▶ _Action item_:
For the word "feature", state how many lines of the records include it, with no other text.
Data provided: Begin
Issue #7225, opened 2022-04-27
Add deregister action for workspaces-directory 


peterheo:
### Describe the feature

Since there is currently no action to deregister workspace directories, I would like to add that action.

PratMis:
Closing this issue, the feature got merged in via #7227

PR #7227, opened 2022-04-27
AWS - Workspaces - Add deregister action

peterheo:
Addressing issue #7225 

Adding a new action for Workspaces directory resources to deregister directories.


ajkerrigan:
Thanks for the contribution - this looks largely good to me! The previous test run failure seemed to be an issue with a test that's a bit sensitive to running around midnight UTC.

Regarding the coverage drop on this delta, looks like you're accounting for a few exception cases in the action but the tests don't exercise them.

peterheo:
@ajkerrigan Thanks for reviewing! I added a test case to handle the OperationNotSupported exception which occurs when trying to deregister directories with workspaces registered to them. I basically followed the tests cases for deleting workspace images. Let me know if you need anything else!

thisisshi:
@peterheo there are sometimes intermittent issues with uploading to codecov, i've kicked off the checks for you again

ajkerrigan:
I see the coverage tests are failing for some of the exception cases. And looking at those exception cases again, I think continuing/ignoring on `ResourceNotFoundException` is fine. But for the other cases we should probably catch those and hold onto them (in an errors list) and raise an error at the end of `process` if that list is non-empty. That feels like the right call for at least the `OperationNotSupported` case (which implies that workspaces need to be removed before the directory can be deregistered). For the `InvalidResourceState` case, it may be worth setting that up as a retryable error or implicitly filtering for active directories.

peterheo:
@ajkerrigan Thanks for the suggestions, I will work on those. For testing InvalidResourceState and ResourceNotFound to increase code coverage, I wasn't able to create a situation where Custodian tried to deregister a directory and raise either of those exceptions and I can't see how I would be able to. For testing purposes, I created mock data to simulate an API response with those exceptions, but I wasn't sure if submitting made-up data was a good idea. Please let me know the right approach for this should be, thanks!

ajkerrigan:
> @ajkerrigan Thanks for the suggestions, I will work on those. For testing InvalidResourceState and ResourceNotFound to increase code coverage, I wasn't able to create a situation where Custodian tried to deregister a directory and raise either of those exceptions and I can't see how I would be able to. For testing purposes, I created mock data to simulate an API response with those exceptions, but I wasn't sure if submitting made-up data was a good idea. Please let me know the right approach for this should be, thanks!

Awesome, thanks! As for those 2 error cases, I think organizing and recording them through the typical custodian process could be pretty tedious. Looks like for `InvalidResourceState` you'd have to try to deregister a directory that was actively registering or deregistering. And `ResourceNotFound` would tend to involve a specific timing/caching issue where your action runs against a resource that was just deleted.

With all that as background, generating mock response data outside of custodian and then plugging it back into your custodian tests seems reasonable to me. I was playing with a local script to force and record those errors just to confirm when/how they happen before responding, and that may be useful or interesting to you. So I [converted it to a gist](https://gist.github.com/ajkerrigan/a4dd7e5a6be0f458e00b79a58e89b8b2).

peterheo:
> > @ajkerrigan Thanks for the suggestions, I will work on those. For testing InvalidResourceState and ResourceNotFound to increase code coverage, I wasn't able to create a situation where Custodian tried to deregister a directory and raise either of those exceptions and I can't see how I would be able to. For testing purposes, I created mock data to simulate an API response with those exceptions, but I wasn't sure if submitting made-up data was a good idea. Please let me know the right approach for this should be, thanks!
> 
> Awesome, thanks! As for those 2 error cases, I think organizing and recording them through the typical custodian process could be pretty tedious. Looks like for `InvalidResourceState` you'd have to try to deregister a directory that was actively registering or deregistering. And `ResourceNotFound` would tend to involve a specific timing/caching issue where your action runs against a resource that was just deleted.
> 
> With all that as background, generating mock response data outside of custodian and then plugging it back into your custodian tests seems reasonable to me. I was playing with a local script to force and record those errors just to confirm when/how they happen before responding, and that may be useful or interesting to you. So I [converted it to a gist](https://gist.github.com/ajkerrigan/a4dd7e5a6be0f458e00b79a58e89b8b2).

Thanks @ajkerrigan that was super helpful! I've added the implementation for error checking and raising exceptions for deregistering directories associated with WorkSpaces as well as additional cases for catching the invalid state and missing resources. Please take a look, thanks!

ajkerrigan (approved):
Thanks @peterheo for this contribution, looks good to me!

ajkerrigan:
> > > @ajkerrigan Thanks for the suggestions, I will work on those. For testing InvalidResourceState and ResourceNotFound to increase code coverage, I wasn't able to create a situation where Custodian tried to deregister a directory and raise either of those exceptions and I can't see how I would be able to. For testing purposes, I created mock data to simulate an API response with those exceptions, but I wasn't sure if submitting made-up data was a good idea. Please let me know the right approach for this should be, thanks!
> > 
> > 
> > Awesome, thanks! As for those 2 error cases, I think organizing and recording them through the typical custodian process could be pretty tedious. Looks like for `InvalidResourceState` you'd have to try to deregister a directory that was actively registering or deregistering. And `ResourceNotFound` would tend to involve a specific timing/caching issue where your action runs against a resource that was just deleted.
> > With all that as background, generating mock response data outside of custodian and then plugging it back into your custodian tests seems reasonable to me. I was playing with a local script to force and record those errors just to confirm when/how they happen before responding, and that may be useful or interesting to you. So I [converted it to a gist](https://gist.github.com/ajkerrigan/a4dd7e5a6be0f458e00b79a58e89b8b2).
>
Data provided: End
▶ _Solution to the problem_:
2